-- How to complete this task --
Could you write out the lines below exactly, beginning with the first and finishing with the one that contains "-29,5 +29,5 @@"?
(Beginning of Data provided)
PR #210, opened 2021-02-09
Add use_enterprise config to update_files script

naisila:
Add use_enterprise config to update_files script

### DIFF
--- a/release/update_files.sh
+++ b/release/update_files.sh
@@ -29,5 +29,5 @@ find . -type f -name "*.ini" |
 # replace all .ini config files (except master.ini which requires use_enterprise to be off):
 # use_enterprise: <use_enterprise>
 # use_enterprise: <new_use_enterprise>
-find . -type f -name "*.ini" ! -name "master.ini" | 
+find . -type f -name "*.ini" | 
     xargs sed -i "s@use_enterprise: [^,;]\+@use_enterprise: ${new_use_enterprise}@g"
--- a/release/update_files.sh
+++ b/release/update_files.sh
@@ -11,6 +11,7 @@ set -x
 new_branch1=release-9.3
 new_branch2=release-9.2
 new_pg_version=12.2
+new_use_enterprise=on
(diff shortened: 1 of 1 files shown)


release/update_files.sh
```diff
@@ -25,3 +26,8 @@ find . -type f -name "*.ini" |
 # postgres_citus_versions: [('<new_pg_version>', '<new_branch1>')]
 find . -type f -name "*.ini" | 
     xargs sed -i "s@postgres_citus_versions: \[('[^,;]\+', '[^,;]\+')\]@postgres_citus_versions: \[('${new_pg_version}', '${new_branch1}')\]@g"
+# replace all .ini config files (except master.ini which requires use_enterprise to be off):
+# use_enterprise: <use_enterprise>
+# use_enterprise: <new_use_enterprise>
+find . -type f -name "*.ini" ! -name "master.ini" |
```
SaitTalhaNisanci, line 32: I think we can keep `master.ini` as well because we will not use this for hammerdb and not excluding anything seems simpler while doing the job

SaitTalhaNisanci:
You don't need to add "DESCRIPTION" to the description. In citus, we do that because there is a script that finds lines with that prefix. Here we don't have such a prefix.

release/update_files.sh
```diff
@@ -25,3 +26,8 @@ find . -type f -name "*.ini" |
 # postgres_citus_versions: [('<new_pg_version>', '<new_branch1>')]
 find . -type f -name "*.ini" | 
     xargs sed -i "s@postgres_citus_versions: \[('[^,;]\+', '[^,;]\+')\]@postgres_citus_versions: \[('${new_pg_version}', '${new_branch1}')\]@g"
+# replace all .ini config files (except master.ini which requires use_enterprise to be off):
```
SaitTalhaNisanci, line 29: Comment outdated

SaitTalhaNisanci (approved):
(End of Data provided)
-- Solution to the exercise --
PR #210, opened 2021-02-09
Add use_enterprise config to update_files script

naisila:
Add use_enterprise config to update_files script

### DIFF
--- a/release/update_files.sh
+++ b/release/update_files.sh
@@ -29,5 +29,5 @@ find . -type f -name "*.ini" |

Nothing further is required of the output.